*** Block opens ***
PR #877, opened 2021-12-04
Allow getting information of write errors

iwalkalone69:
Adding a function to get the array of write errors or an empty array if everything went ok on write operations results:
- BulkWriteResult
- DeleteResult
- InsertManyResult
- InsertOneResult
- UpdateResult
Currently we are able to know if inserts/updates/deletes are done but if all or some of them fails we do not know why. The purpose of this pull request is to be able to access to errors (MongoDB\Driver\WriteError) so we can debug them at least.

### DIFF
--- a/src/BulkWriteResult.php
+++ b/src/BulkWriteResult.php
@@ -189,4 +189,13 @@ class BulkWriteResult
     {
         return $this->isAcknowledged;
     }
+
+    /**
+     * Returns an array of WriteResult with errors ocurred during insert
+     * or empty if there was none
+     */
+    public function getWriteErrors()
+    {
+        return $this->writeResult->getWriteErrors();
+    }
 }
--- a/src/DeleteResult.php
+++ b/src/DeleteResult.php
@@ -67,4 +67,13 @@ class DeleteResult
     {
         return $this->isAcknowledged;
     }
+
+    /**
+     * Returns an array of WriteResult with errors ocurred during insert
+     * or empty if there was none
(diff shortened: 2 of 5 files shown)


jmikola:
IIRC, a [`MongoDB\Driver\WriteResult`](https://www.php.net/manual/en/class.mongodb-driver-writeresult.php) with write or write concern errors will only ever be attached to a [`MongoDB\Driver\Exception\BulkWriteException`](https://www.php.net/manual/en/class.mongodb-driver-exception-bulkwriteexception.php). That happens at the extension level (below this library).

Given that, I would expect that the methods introduced in this PR would always return an empty array. If I'm mistaken, could you share an example script where the library returns one of its result classes and there are actually one or more write errors on underlying WriteResult object?

iwalkalone69:
Yes, you're right. I think it is only useful for BulkWriteResult. If you find it too I can submit it with that only.

jmikola:
> I think it is only useful for BulkWriteResult. If you find it too I can submit it with that only.

I don't believe the WriteResult attached with a BulkWriteResult will ever contain a write or write concern error. If one or more errors are encountered (irrespective of the bulk write's `ordered` option), a BulkWriteException will be thrown by [`phongo_execute_bulk_write`](https://github.com/mongodb/mongo-php-driver/blob/1.11.1/php_phongo.c#L701), which is the common code path for all write operations. This will happen before the library constructs a BulkWriteResult.

PR #879, opened 2021-12-07
PHPLIB-724 : Korean translated versionof READEME , CONTRIBUTING

hjw705:
Upload README-KO.md and CONTRIBUTING-KO.md file,
which are Korean translated.

### DIFF
--- a/CONTRIBUTING-KO.md
+++ b/CONTRIBUTING-KO.md
@@ -1,0 +1,214 @@
+# MongoDB용 PHP 라이브러리에 기여
+
+## 리포지토리 초기화
+라이브러리에 기여하려는 개발자는 해당 라이브러리를 복제하고 [Composer](https://getcomposer.org/)를 사용하여 프로젝트 종속성을 초기화해야 합니다.
+
+```
+$ git clone https://github.com/mongodb/mongo-php-library.git
+$ cd mongo-php-library
+$ composer update
+```
+
+Composer는 프로젝트 종속성을 설치하는 것 외에도 다음을 확인합니다.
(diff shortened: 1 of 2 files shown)


hjw705:
Hello, I'm an undergraduate student in South Korea, Jian Han.
I was interested in MongoDB, while I was learning Database subject at school, and I wanted to participate in open source
contribution.

 I found that there wasn't Korean translated version of README file and CONTRIBUTING file.
I thought  more people can contribute together if there is a translated version. 

I hope  my commit can be checked and examined please.
Thank you.

@jmikola

jmikola:
Thanks for the contribution. I understand this would make the project more accessible to our Korean users, but I'm afraid we don't have the resources to maintain translations directly within the repository. I'd worry that these files would soon become out-of-date and having inaccurate information could be worse than having none at all (or  having users run the English documents through a translation tool).

That said, PHP.net actually has a system in place to support translations. There is presently no Korean translation, but that is something you can propose on the mailing list. [About the Manual: Translations](https://www.php.net/manual/en/about.translations.php) has more information for doing so.

The PHP.net manual also has a much larger audience than our GitHub repositories, so going that route would likely have a bigger impact for Korean users. If you wanted to focus on MongoDB specifically, the [MongoDB Driver](https://www.php.net/mongodb) section of the manual has pages on installing the driver and [using this library](https://www.php.net/manual/en/mongodb.tutorial.library.php), which could certainly be translated. Although contributing to the core PHP language docs would also be a noble cause with greater reach.

hjw705:
Thank you for your kind review. I understood what you meant. Thank you for your advice. 
I might find some other way to contribute to open source. :) Thank you again! 
It was a good experience.

PR #892, opened 2022-02-24
PHPLIB-717: Test serverless with load balancer

jmikola:
https://jira.mongodb.org/browse/PHPLIB-717


.evergreen/config.yml
```diff
@@ -494,10 +490,9 @@ tasks:
       tags: ["serverless"]
       commands:
         - func: "create serverless instance"
-          vars:
-            PROJECT: "mongo-php-library"
         - func: "run serverless tests"
-        - func: "delete serverless instance"
+          vars:
+            MONGODB_URI: "${SINGLE_ATLASPROXY_SERVERLESS_URI}"
```
jmikola, line 495: Like the "test-loadBalanced" task below, this uses the single-server URI exclusively. There is currently no provision to pass a second multi-server URI to the test suite.

Existing handling of single/multi-mongos URIs is handled internally by [FunctionalTestCase::getUri()](https://github.com/mongodb/mongo-php-library/blob/1.11.0/tests/FunctionalTestCase.php#L90), which modifies URI strings directly. That approach does not apply to the serverless and LB environments, since single and multi-server URIs may be entirely different.

 I've opened [PHPLIB-794](https://jira.mongodb.org/browse/PHPLIB-794) to track this task.

PR #896, opened 2022-03-04
PHPLIB-609: Allow CachingIterator to handle Iterators with non-unique…

aleksandr-rudo:
https://jira.mongodb.org/browse/PHPLIB-609

### DIFF
--- a/src/Model/CachingIterator.php
+++ b/src/Model/CachingIterator.php
@@ -40,8 +40,8 @@ use function reset;
  */
 class CachingIterator implements Countable, Iterator
 {
-    private const FIELD_KEY = 'key';
-    private const FIELD_VALUE = 'value';
+    private const FIELD_KEY = 0;
+    private const FIELD_VALUE = 1;
 
     /** @var array */
     private $items = [];
@@ -90,8 +90,8 @@ class CachingIterator implements Countable, Iterator
     #[ReturnTypeWillChange]
     public function current()
     {
-        /* Fetching current item */
         $currentItem = current($this->items);
+
         return $currentItem !== false ? $currentItem[self::FIELD_VALUE] : false;
     }
 
@@ -102,8 +102,8 @@ class CachingIterator implements Countable, Iterator
     #[ReturnTypeWillChange]
     public function key()
     {
-        /* Fetching current item */
         $currentItem = current($this->items);
+
         return $currentItem !== false ? $currentItem[self::FIELD_KEY] : null;
     }
 
@@ -172,7 +172,7 @@ class CachingIterator implements Countable, Iterator
             return;
         }
 
-        /* Storing a new item in the internal cache */
+        // Storing a new item in the internal cache
         $this->items[] = [
             self::FIELD_KEY => $this->iterator->key(),
             self::FIELD_VALUE => $this->iterator->current(),
--- a/src/Model/CachingIterator.php
+++ b/src/Model/CachingIterator.php
@@ -25,7 +25,6 @@ use Traversable;
 
 use function count;
 use function current;
-use function key;
 use function next;
 use function reset;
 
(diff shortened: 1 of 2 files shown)


src/Model/CachingIterator.php
```diff
@@ -40,6 +40,9 @@
  */
 class CachingIterator implements Countable, Iterator
 {
+    private const FIELD_KEY = 'key';
+    private const FIELD_VALUE = 'value';
```
jmikola, line 44: I'd suggest defining `FIELD_KEY` as `0` and `FIELD_VALUE` as `1`. This will allow PHP to use a packed array internally and avoid the overhead of storing key strings for each cached element.

Alternatively, we can do without the constants and just treat `$items` as a tuple assume the key and value are the first and second elements of each item, respectively. That would entail the following change in `storeCurrentItem()`:

```diff
- $this->items[$this->iterator->key()] = $this->iterator->current();
+ $this->items[] = [$this->iterator->key(), $this->iterator->current()];
```

I'll defer to you on whether you prefer to use constants (it's a small class so either approach is fine), but let's definitely avoid the strings.

src/Model/CachingIterator.php
```diff
@@ -87,7 +90,9 @@ public function count()
     #[ReturnTypeWillChange]
     public function current()
     {
-        return current($this->items);
+        /* Fetching current item */
```
jmikola, line 93: For consistency with other files in the project, single-line comments should use `//`. Alternatively, we can just remove these comments entirely as the subsequent line should be self-explanatory.

src/Model/CachingIterator.php
```diff
@@ -87,7 +90,9 @@ public function count()
...
+        $currentItem = current($this->items);
+        return $currentItem !== false ? $currentItem[self::FIELD_VALUE] : false;
```
jmikola, line 95: Coding standards will require a blank line before `return` statements. See: https://github.com/mongodb/mongo-php-library/runs/5471596028?check_suite_focus=true#step:9:1

This didn't show up earlier as I had to approve the workflow run for your first pull request; however, you might have caught this locally by running `vendor/bin/phpcs` (and `vendor/bin/phpcbf` could have fixed it for you).

jmikola (commented):
Additionally, please add a new test case to CachingIteratorTest that shows the class can now support iterators that return duplicate keys. The existing helper methods in that class (e.g. `getTraversable`) might not be usable for that purpose, but you can likely get by with creating a [generator](https://www.php.net/manual/en/language.generators.syntax.php). For example:

```php
$duplicateKeyGenerator = function() {
    yield 0 => 'a';
    yield 0 => 'b';
    yield 0 => 'c';
};
```

tests/Model/CachingIteratorTest.php
```diff
@@ -152,6 +152,12 @@ public function rewind(): void
         $this->assertCount(1, $iterator);
     }
 
+    public function testNonUniqueKeys(): void
```
jmikola, line 155:
```suggestion
    public function testCountNonUniqueKeys(): void
```

I'd also suggest creating `testIterationNonUniqueKeys()` based on `testIteration()`, which removes `$expectedKey` and does `$this->assertSame(0, $key);` during iteration. Since counting the CachingIterator immediately exhausts the internal iterator, the iteration test would cover the code path of the actual iteration methods (e.g. `next()`, `key()`).

jmikola (commented):
One suggestion to rename the count test and add `testIterationNonUniqueKeys`. I think we'll be good after that.

jmikola (approved):
LGTM, but please hold off on merging until I branch v1.12.

The one build failure is unrelated to this change and is due to upstream changes in MongoDB 6.0. I added a comment in [PHPLIB-810](https://jira.mongodb.org/browse/PHPLIB-810) to track it.

PR #898, opened 2022-03-11
PHPLIB-662: Unified test runner should error for unexpected operation arguments

aleksandr-rudo:
https://jira.mongodb.org/browse/PHPLIB-662


tests/UnifiedSpecTests/Operation.php
```diff
@@ -211,6 +211,7 @@ private function execute()
     private function executeForChangeStream(ChangeStream $changeStream)
     {
         $args = $this->prepareArguments();
+        Util::assertParamsBySchema(get_class($changeStream), $this->name, $args);
```
jmikola, line 214: Let's use the `::class` constant instead of `get_class` in all of these contexts.

```suggestion
        Util::assertParamsBySchema(ChangeStream::class, $this->name, $args);
```

I'll leave you to revise the other occurrences.

tests/MethodsParams.php
```diff
@@ -0,0 +1,45 @@
+<?php
+
+namespace MongoDB\Tests;
```
jmikola, line 3: This class is only relevant to the Unified Test Runner, so I don't think we need to have this in the top-level `MongoDB\Tests` namespace. That said, the class also has no methods on its own so I'd prefer to just move the array below to a `private static $operationArgs` array in the `MongoDB\Tests\UnifiedSpecTests\Util` class.

tests/UnifiedSpecTests/Util.php
```diff
@@ -33,6 +34,19 @@ public static function assertHasOnlyKeys($arrayOrObject, array $keys): void
         assertEmpty($diff, 'Unsupported keys: ' . implode(',', array_keys($diff)));
     }
 
+    /**
+     * @param string $executingObjectName
+     * @param string $operation
+     * @param array  $args
+     * @return void
+     */
```
jmikola, line 42: This can be removed. I only added it in the [PHPLIB-662 comment](https://jira.mongodb.org/browse/PHPLIB-662?focusedCommentId=4405627&page=com.atlassian.jira.plugin.system.issuetabpanels:comment-tabpanel#comment-4405627) to explain the API a bit more.

```suggestion
```

tests/UnifiedSpecTests/Util.php
```diff
@@ -33,6 +34,19 @@ public static function assertHasOnlyKeys($arrayOrObject, array $keys): void
...
+    public static function assertParamsBySchema(string $executingObjectName, string $operation, array $args): void
+    {
+        if (isset(MethodsParams::$args[$executingObjectName][$operation])) {
```
jmikola, line 45: I realize the `isset()` helps since the `$args` array is incomplete, but ultimately I think this should be replaced with an assertion(s) that we have a list of parameter names for the operation:

 * `$args` has the `$executingObjectName` key
 * `$args[$executingObjectName]` is an array
 *  `$args[$executingObjectName]` has the `$operation` key
 * `$args[$executingObjectName][$operation]` is an array

Alternatively, you can use the [null coalescing operator](https://www.php.net/manual/en/language.operators.comparison.php#language.operators.comparison.coalesce). A single assertion that `$args[$executingObjectName][$operation] ?? null` is an array should have the same effect, and be more concise/performant.

tests/MethodsParams.php
```diff
@@ -0,0 +1,45 @@
...
+            'assertDifferentLsidOnLastTwoCommands' => ['client'],
+            'assertNumberConnectionsCheckedOut' => ['connections'],
+            'assertSessionDirty' => ['session'],
+            'assertSessionNotDirty' => ['session'],
+            'assertSessionPinned' => ['session'],
+            'assertSessionTransactionState' => ['session', 'state'],
+            'assertSessionUnpinned' => ['session'],
+            'failPoint' => ['client', 'failPoint', ''],
+            'targetedFailPoint' => ['session', 'failPoint' ],
+//            'loop' => [],
```
jmikola, line 35:
```suggestion
            'failPoint' => ['client', 'failPoint'],
            'targetedFailPoint' => ['session', 'failPoint'],
            'loop' => ['operations', 'storeErrorsAsEntity', 'storeFailuresAsEntity', 'storeSuccessesAsEntity', 'storeIterationsAsEntity'],
```

tests/UnifiedSpecTests/Util.php
```diff
@@ -26,13 +34,113 @@
...
+            'assertSessionNotDirty' => ['session'],
+            'assertSessionPinned' => ['session'],
+            'assertSessionTransactionState' => ['session', 'state'],
+            'assertSessionUnpinned' => ['session'],
+            'failPoint' => ['client', 'failPoint'],
+            'targetedFailPoint' => ['session', 'failPoint'],
+            'loop' => ['operations', 'storeErrorsAsEntity', 'storeFailuresAsEntity', 'storeSuccessesAsEntity', 'storeIterationsAsEntity'],
+        ],
+        Client::class => [
+            'createChangeStream' => ['pipeline', 'typeMap', 'session', 'fullDocument', 'resumeAfter', 'startAfter', 'startAtOperationTime', 'batchSize', 'collation', 'maxAwaitTimeMS'],
```
jmikola, line 59: `typeMap` can be removed from everything. That is a PHP-specific option and will never appear in any spec tests.

tests/UnifiedSpecTests/Util.php
```diff
@@ -26,13 +34,113 @@
...
+            'aggregate' => ['pipeline', 'typeMap', 'session', 'useCursor', 'allowDiskUse', 'batchSize', 'bypassDocumentValidation', 'collation', 'comment', 'explain', 'hint', 'let', 'maxAwaitTimeMS', 'maxTimeMS'],
+            'createChangeStream' => ['pipeline', 'typeMap', 'session', 'fullDocument', 'resumeAfter', 'startAfter', 'startAtOperationTime', 'batchSize', 'collation', 'maxAwaitTimeMS'],
+            'createCollection' => ['collection', 'typeMap', 'session', 'autoIndexId', 'capped', 'collation', 'expireAfterSeconds', 'flags', 'indexOptionDefaults', 'max', 'maxTimeMS', 'size', 'storageEngine', 'timeseries', 'validationAction', 'validationLevel', 'validator'],
+            'dropCollection' => ['collection', 'typeMap', 'session'],
+            'listCollectionNames' => ['authorizedCollections', 'filter', 'maxTimeMS', 'session'],
+            'listCollections' => ['authorizedCollections', 'filter', 'maxTimeMS', 'session'],
+            'runCommand' => [
+                'command', 'typeMap', 'session',
+                'commandName', // Argument is not used in PHPLib
+            ],
```
jmikola, line 73:
```suggestion
            // Note: commandName is not used by PHP
            'runCommand' => ['command', 'typeMap', 'session', 'commandName'],
```

tests/UnifiedSpecTests/Util.php
```diff
@@ -26,13 +34,113 @@
...
+        ],
+        Collection::class => [
+            'aggregate' => ['pipeline', 'typeMap', 'session', 'useCursor', 'allowDiskUse', 'batchSize', 'bypassDocumentValidation', 'collation', 'comment', 'explain', 'hint', 'let', 'maxAwaitTimeMS', 'maxTimeMS'],
+            'bulkWrite' => ['requests', 'session', 'ordered', 'bypassDocumentValidation'],
+            'createChangeStream' => ['pipeline', 'typeMap', 'session', 'fullDocument', 'resumeAfter', 'startAfter', 'startAtOperationTime', 'batchSize', 'collation', 'maxAwaitTimeMS'],
+            'createFindCursor' => ['filter', 'typeMap', 'session', 'allowDiskUse', 'allowPartialResults', 'batchSize', 'collation', 'comment', 'cursorType', 'hint', 'limit', 'max', 'maxAwaitTimeMS', 'maxScan', 'maxTimeMS', 'min', 'modifiers', 'noCursorTimeout', 'oplogReplay', 'projection', 'returnKey', 'showRecordId', 'skip', 'snapshot', 'sort'],
+            'createIndex' => [
+                'keys', 'commitQuorum', 'maxTimeMS', 'session',
+                'name', // Argument is not used in PHPLib
+            ],
```
jmikola, line 83:
```suggestion
            'createIndex' => ['keys', 'commitQuorum', 'maxTimeMS', 'name', 'session'],
```

I misspoke when I said that `name` was not used. It is a valid option and will be respected by PHP if set. When not set, the name is generated from the `keys` option.

This is documented in [`MongoDB\Collection::createIndex()`](https://docs.mongodb.com/php-library/current/reference/method/MongoDBCollection-createIndex/), which is also referenced by [`MongoDB\Collection::createIndexes()`](https://docs.mongodb.com/php-library/current/reference/method/MongoDBCollection-createIndexes/#indexes-parameter).

In the code, you'll find that both `createIndex()` and `createIndexes()` delegate to the CreateIndexes operation. That, in turn, uses the IndexInput class to validate index options. The specific code where `name` is generated if unset can be found [here](https://github.com/mongodb/mongo-php-library/blob/1.11.0/src/Model/IndexInput.php#L66).

Note: index creation is a rather unique case where we have a separate class to validate input arguments, in contrast to other operation classes that handle all of their validation in the constructor (including BulkWrite, which is quite complex).

tests/UnifiedSpecTests/Util.php
```diff
@@ -26,13 +34,113 @@
...
+        ],
+        Cursor::class => [
+            'close' => [],
+            'iterateUntilDocumentOrError' => [],
+        ],
+        Session::class => [
+            'abortTransaction' => [],
+            'commitTransaction' => [],
+            'endSession' => [],
+            'startTransaction' => [],
```
jmikola, line 116:
```suggestion
           'startTransaction' => ['maxCommitTimeMS', 'readConcern', 'readPreference', 'writeConcern'],
```

I realize this is unintuitive, but the [`startTransaction` operation](https://github.com/mongodb/mongo-php-library/blob/1.11.0/tests/UnifiedSpecTests/Operation.php#L614) passes all of its arguments directly to [`MongoDB\Driver\Session::startTransaction()`](https://www.php.net/manual/en/mongodb-driver-session.starttransaction.php) and thus supports the same options of _that_ method.

None of the unified spec tests currently use this argument; however, existing legacy tests do and those will eventually be converted by [DRIVERS-1709](https://jira.mongodb.org/browse/DRIVERS-1709). Since these arguments are already handled by the Operation class already in anticipation of those tests being ported, we should validate them now.

tests/UnifiedSpecTests/Util.php
```diff
@@ -26,13 +34,113 @@
...
+            'withTransaction' => ['callback', 'readConcern', 'writeConcern'],
```
jmikola, line 117:
```suggestion
            'withTransaction' => ['callback', 'maxCommitTimeMS', 'readConcern', 'readPreference', 'writeConcern'],
```

In the test runner's operation class, all arguments other than `callback` end up being passed as the `$transactionOptions` argument to `with_transaction()` (see: [here](https://github.com/mongodb/mongo-php-library/blob/1.11.0/tests/UnifiedSpecTests/Operation.php#L633)). In turn, [`with_transaction()`](https://github.com/mongodb/mongo-php-library/blob/1.11.0/src/functions.php#L429) passes those options as-is on to the [`WithTransaction`](https://github.com/mongodb/mongo-php-library/blob/1.11.0/src/Operation/WithTransaction.php) operation, where they are eventually passed on to `startSession()` in [`WithTransaction::execute()`](https://github.com/mongodb/mongo-php-library/blob/1.11.0/src/Operation/WithTransaction.php#L64).

Therefore, this operation should support the same arguments as `startTransaction` with the addition of `callback`.

tests/UnifiedSpecTests/Util.php
```diff
@@ -26,13 +34,113 @@
...
 
+    public static function assertArgumentsBySchema(string $executingObjectName, string $operation, array $args): void
+    {
+        assertArrayHasKey($executingObjectName, self::$args, 'Missing object "' . $executingObjectName . '" definition. The list of allowed objects, operation names and arguments should be defined at ' . self::class);
+        assertIsArray(self::$args[$executingObjectName], 'Object "' . $executingObjectName . '" is not correctly defined. The list of allowed objects, operation names and arguments should be defined at ' . self::class . '. ');
+        assertArrayHasKey($operation, self::$args[$executingObjectName], 'Missing operation "' . $operation . '" definition for object "' . $executingObjectName . '". The list of allowed objects, operation names and arguments should be defined at ' . self::class);
+        assertIsArray(self::$args[$executingObjectName][$operation], 'Operation "' . $operation . '" for object "' . $executingObjectName . '" is not correctly defined. The list of allowed objects, operation names and arguments should be defined at ' . self::class);
+        self::assertHasOnlyKeys($args, self::$args[$executingObjectName][$operation]);
```
jmikola, line 141:
```suggestion
        self::assertHasOnlyKeys($args, self::$args[$executingObjectName][$operation]);
```

Thinking about this some more in light of my [original comment](https://github.com/mongodb/mongo-php-library/pull/898#discussion_r824764788), I'd prefer to use a more concise approach.

`assertArgumentsBySchema()` is only going to be called from validate operation cases, so there really should not be a situation where `self::$args[$executingObjectName][$operation]` is not set. Nevertheless, we can avoid using the null-coalescing operator (i.e. `??`) as I originally proposed and invite a PHP error. That will provide the same sanity check without the overhead of  four additional assertions per operation.

jmikola (changes requested):

jmikola:
@aleksandr-rudo: I noticed in https://github.com/mongodb/mongo-php-library/pull/896 that you manually applied the same suggestions I left. In case you're not familiar with the feature, take a look at [applying suggested changes](https://docs.github.com/en/pull-requests/collaborating-with-pull-requests/reviewing-changes-in-pull-requests/incorporating-feedback-in-your-pull-request#applying-suggested-changes) (that may save time for this PR).

You can batch them up so that they apply in a single commit, which will then be immediately tested by CI. If you need to continue development on the branch locally, you'll want to pull down changes from your remote fork first, though. And at merge time, we can always squash the commits and ignore the "Suggestions from code review" commit(s).

jmikola (commented):
@aleksandr-rudo: It looks like there are two more coding standard issues to fix. `vendor/bin/phpcbf` should be able to take care of those for you.

PR #900, opened 2022-03-16
PHPLIB-789: Snapshot query examples

jmikola:
https://jira.mongodb.org/browse/PHPLIB-789


tests/DocumentationExamplesTest.php
```diff
@@ -1575,6 +1575,103 @@ public function testCausalConsistency(): void
...
+            ['name' => 'Brian', 'color' => 'white', 'adoptable' => true],
+        ]);
+
+        $uriString = static::getUri(true);
+
+        ob_start();
+
+        // Start Snapshot Query Example 1
+        $catsCollection = $client->selectCollection('pets', 'cats');
+        $dogsCollection = $client->selectCollection('pets', 'dogs');
```
jmikola, line 1607: These are purposely redefined in order to demonstrate selecting a collection from the client object within the example. For context, the docs team parses this file for code between various start/end comments and uses that to render language-specific examples in the MongoDB manual.

tests/DocumentationExamplesTest.php
```diff
@@ -1575,6 +1575,103 @@ public function testCausalConsistency(): void
         ob_end_clean();
     }
 
+    public function testSnapshotQueries(): void
+    {
+        if (version_compare($this->getServerVersion(), '5.0.0', '<')) {
+            $this->markTestSkipped('Snapshot queries outside of transactions are not supported');
```
jmikola, line 1581: See: https://docs.mongodb.com/manual/reference/read-concern-snapshot/

tests/DocumentationExamplesTest.php
```diff
@@ -1575,6 +1575,103 @@ public function testCausalConsistency(): void
...
+
+        $adoptablePetsCount += $dogsCollection->aggregate(
+            [
+                ['$match' => ['adoptable' => true]],
+                ['$count' => 'adoptableDogsCount'],
+            ],
+            ['session' => $session]
+        )->toArray()[0]->adoptableDogsCount;
+
+        var_dump($adoptablePetsCount);
```
jmikola, line 1627: Various examples require printing output. Since we don't want that output to interfere with the test suite, we typically use [output buffering](https://www.php.net/manual/en/book.outcontrol.php) to capture and discard it.

tests/DocumentationExamplesTest.php
```diff
@@ -1575,6 +1575,103 @@ public function testCausalConsistency(): void
...
+        // End Snapshot Query Example 1
+
+        ob_end_clean();
+
+        $this->assertSame(3, $adoptablePetsCount);
+
+        $catsCollection->drop();
+        $dogsCollection->drop();
```
jmikola, line 1635: Since these examples use specific database and collection names, the cleanup logic in `tearDown()` does not apply and we manually clean up after each test.

tests/DocumentationExamplesTest.php
```diff
@@ -1575,6 +1575,103 @@ public function testCausalConsistency(): void
         ob_end_clean();
     }
 
+    public function testSnapshotQueries(): void
```
jmikola, line 1578: I observed SnapshotUnavailable(246) errors in CI builds. This PR will require work-arounds for [replica sets](https://github.com/mongodb/mongo-ruby-driver/commit/7c4117b58e3d12e237f7536f7521e18fc15f79ac#diff-7b02c2b4b34a58c688750366d0230014bb453e0381af394d736aa9d0a25538a5R374) and [sharded clusters](https://github.com/mongodb/mongo-ruby-driver/commit/7c4117b58e3d12e237f7536f7521e18fc15f79ac#diff-3f7d999c8369e37a728bdeb5eff37a5780d98403c143e6e4b64008d174e1bcdaR10), which we can adapt from [RUBY-2909](https://jira.mongodb.org/browse/RUBY-2909).

jmikola: Added private `waitForSnapshot()` and `preventStaleDbVersionError()` methods for replica sets and sharded clusters, respectively.

jmikola:
@aleksandr-rudo did you have any feedback/questions before I merge this?

tests/DocumentationExamplesTest.php
```diff
@@ -1751,4 +1867,39 @@ private function assertInventoryCount($count): void
     {
         $this->assertCollectionCount($this->getDatabaseName() . '.' . $this->getCollectionName(), $count);
     }
+
+    private function waitForSnapshot(string $databaseName, string $collectionName): void
```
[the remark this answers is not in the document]
jmikola: Note: this function was lifted from https://github.com/mongodb/mongo-ruby-driver/commit/7c4117b58e3d12e237f7536f7521e18fc15f79ac#diff-7b02c2b4b34a58c688750366d0230014bb453e0381af394d736aa9d0a25538a5R374 in the Ruby driver.

The function itself is not generally useful, since we're targeting a specific collection. The server-side error message is:

> Unable to read from a snapshot due to pending collection catalog changes; please retry the operation.

If a user were to encounter this, they would probably want to retry their original query. For our purposes here, ensuring _any_ snapshot query (even one with a different query filter) succeeds seems to do the trick to avoid an error in the documentation example that calls this method.

tests/DocumentationExamplesTest.php
```diff
@@ -1751,4 +1867,39 @@ private function assertInventoryCount($count): void
...
+
+                break;
+            } catch (CommandException $e) {
+                if ($e->getCode() === 246 /* SnapshotUnavailable */) {
+                    continue;
+                }
+
+                throw $e;
+            }
+        } while (microtime(true) < $startTime + 10);
```
jmikola, line 1894:
```suggestion
        /* Retry until a snapshot query succeeds or ten seconds elapse,
         * whichwever comes first.
         *
         * TODO: use hrtime() once the library requires PHP 7.3+ */
        $retryUntil = microtime(true) + 10;

        do {
            try {
                $collection->aggregate(
                    [['$match' => ['_id' => ['$exists' => true]]]],
                    ['session' => $session]
                );

                break;
            } catch (CommandException $e) {
                if ($e->getCode() === 246 /* SnapshotUnavailable */) {
                    continue;
                }

                throw $e;
            }
        } while (microtime(true) < $retryUntil);
```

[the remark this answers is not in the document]
jmikola: This is only called once, so I'm not inclined to parameterize the method; however, I do think this can be improved by removing the literal `10` here and changing the function to instead calculate the deadline up front (with a comment explaining the 10-second timeout).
*** Block closes ***
* **WHAT IS EXPECTED**
Go through the entries and return each line where the word "instance" appears.

* **COMPLETED TASK**
         - func: "create serverless instance"
-        - func: "delete serverless instance"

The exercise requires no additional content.